The same pattern applies to audio playback.
## 4. Memory Architecture
NekoBoy uses a **split memory design** to avoid contention and maximize performance:
| Memory | Connected To | Purpose | Size |
|-------------------------|------------------|---------------------------------------------------|---------|
| **HyperRAM (CPU)** | STM32U575 | Game state, decompressed assets, buffers | 32 MB |
| **HyperRAM (FPGA)** | XC7S50 | Framebuffers, tilemaps, sprite data, audio | 32 MB |
| **Fast SRAM** | XC7S50 | High-speed texture/sprite cache | 2 MB |
This separation ensures that the FPGA has fast, dedicated access to the memory it needs for rendering and audio without competing with the CPU.
## 5. Communication Interfaces
### CPU ↔ FPGA Communication
- **Primary Interface**: FMC (Flexible Memory Controller)
- High-bandwidth parallel bus
- Low latency for commands and data transfer
- Used for PPU commands, sprite data, tilemap updates, etc.
- **Secondary**: GPIO / IRQ lines for synchronization (e.g., VBlank interrupts)

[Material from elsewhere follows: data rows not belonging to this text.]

PR #291, opened 2014-02-28
Added support for deleting UID mappings

jmangs:
Right now there's no support built into the CLI tools to delete the UID mappings that show up when you run API commands like `suggest` and `query` - you can delete the data using `tsdb scan --delete` but the metrics will still come back in suggest and in queries (with no data if you delete it all). We have a bunch of old metrics which no longer have data, but they still show up in suggest - this becomes a pain in metrilyx because we can't show only pertinent metrics.

To address this, I've added a command called delete to `tsdb uid`:

`tsdb uid delete metrics sys.cpu.1` would delete the UID forward/reverse mappings for the specified UID. I'm not 100% sure how safe this is or how much data (if any) is left over but this let's you at least permanently remove it. Also, you may have to forcibly call `dropcaches` to get the metric to unregister.

Note: Deleting the UID *before* cleaning up it's data means you cannot use the built in CLI commands like scan on the metric anymore. You will have to clean it up in HBase yourself, so be warned.

Anyways, this is just meant to be an administrative tool for cleaning up garbage like rename is. If there are any caveats to this approach it would be good to know as well.

### DIFF
--- a/src/tools/UidManager.java
+++ b/src/tools/UidManager.java
@@ -206,7 +206,18 @@ final class UidManager {
         usage("Wrong number of arguments");
         return 2;
       }
-      return delete(tsdb.getClient(), table, idwidth, args);
+
+      try {
+        tsdb.getClient()
+            .ensureTableExists(
+                tsdb.getConfig().getString("tsd.storage.hbase.data_table"))
+            .joinUninterruptibly();
+
+        return delete(tsdb, table, idwidth, args);
+      } catch (Exception e) {
+        LOG.error("Unexpected exception", e);
+        return 4;
+      }
     } else if (args[0].equals("fsck")) {
       return fsck(tsdb.getClient(), table);
     } else if (args[0].equals("metasync")) {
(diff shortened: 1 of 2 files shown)


gsaray101:
Is this merged with the latest master? what is the actual command to actually remove the metric from the tsdb? scan --delete not working for me either. I still see the metric in uid table.

sidhhu:
@manolama Just looking through this. Well, if is it necessary to delete the tagk and tagv from the data table, then probably a better approach would be to do it on query time with compaction (similar way as how HBase major compaction works). But that would kill the read performance so it can be a option to delete or not.

manolama:
Cleaned up a bit and merge in 58ead0fc138a03606711f436e3a865d80aa86ad6

xmj:
When will this merge make it into a release?

manolama:
It's in 2.2RC1 already.

digrich:
How can we delete uid for a specific tag value of any giving metric? For e.g. If we have metrics like:

1.  app.rate.in app=a1 lp=lp1
2.  app.rate.in app=a2 lp=lp1
3.  app.rate.in app=a1 lp=lp2

How can I delete the uid of only first metric?

Issue #318, opened 2014-04-21
Introduce a counter to track the number of data points written


tsuna:
Currently we relied on `tsd.rpc.received type=put` to get the number of data points that a TSD received, however since the HTTP API allows batching multiple data points in one RPC, the count no longer reflects the number of data points.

### Other Important Interfaces
| Interface | Connected Devices | Purpose |
|---------------|--------------------------------------------|--------------------------------------|
| **I2C** | Power ICs, Audio Codec, Sensors | Configuration and control |
| **QSPI** | Cartridge NOR Flash | Game ROM and assets |
| **SPI** | FRAM (saves) | Non-volatile save data |
| **I2S** | Audio Codec (from FPGA) | Digital audio output |
| **RGB TTL** | Display (from FPGA) | Direct video output |
## 6. Development vs Hardware Execution
One of the core goals of NekoBoy is to make development as smooth as possible.
| Environment | PPU Implementation | APU Implementation | How Code Runs |
|-------------------|-----------------------------|-----------------------------|----------------------------------------|
| **Desktop** | Software Reference PPU | Software Reference APU | Directly against abstraction layer |
| **Emulator** | Software Reference PPU | Software Reference APU | Same as desktop |
| **Real Hardware** | FPGA PPU | FPGA APU | Same abstraction calls via driver |
Because both the emulator and hardware use the same **Core Abstraction Layer**, developers can write and test most of their code on PC before moving to real hardware.
## 7. Block Diagram
```mermaid
graph TD
A[Game Code / NekoTracker] --> B[Core Abstraction Layer]
B --> C[Emulator on PC]
B --> D[STM32U575VIT6]
C --> E[Software Reference PPU]
C --> F[Software Reference APU]
D --> G[XC7S50 FPGA]
G --> H[Hardware PPU]
G --> I[Hardware APU]
D --> J[HyperRAM - CPU]
G --> K[HyperRAM + SRAM - FPGA]
G --> L[Display - RGB TTL]
G --> M[Audio Codec - I2S]
```
## 8. Key Design Decisions & Rationale
| Decision | Rationale |
|------------------------------------|-----------|
| **FPGA handles PPU + APU** | Provides deterministic timing and high performance for graphics and audio |
| **CPU handles game logic** | Offers flexibility and easier development for AI, physics, and game systems |
| **Split HyperRAM architecture** | Avoids memory contention and gives each processor fast access to the memory it needs most |
| **Core Abstraction Layer** | Enables "write once, run anywhere" (emulator ↔ hardware) development |
| **FMC as main CPU-FPGA bus** | High bandwidth and low latency for transferring graphics commands and data |
---
This architecture is designed to be **coherent**, **developer-friendly**, and **balanced** between performance and ease of use. All major components work together through well-defined interfaces, with the Core Abstraction Layer serving as the central contract.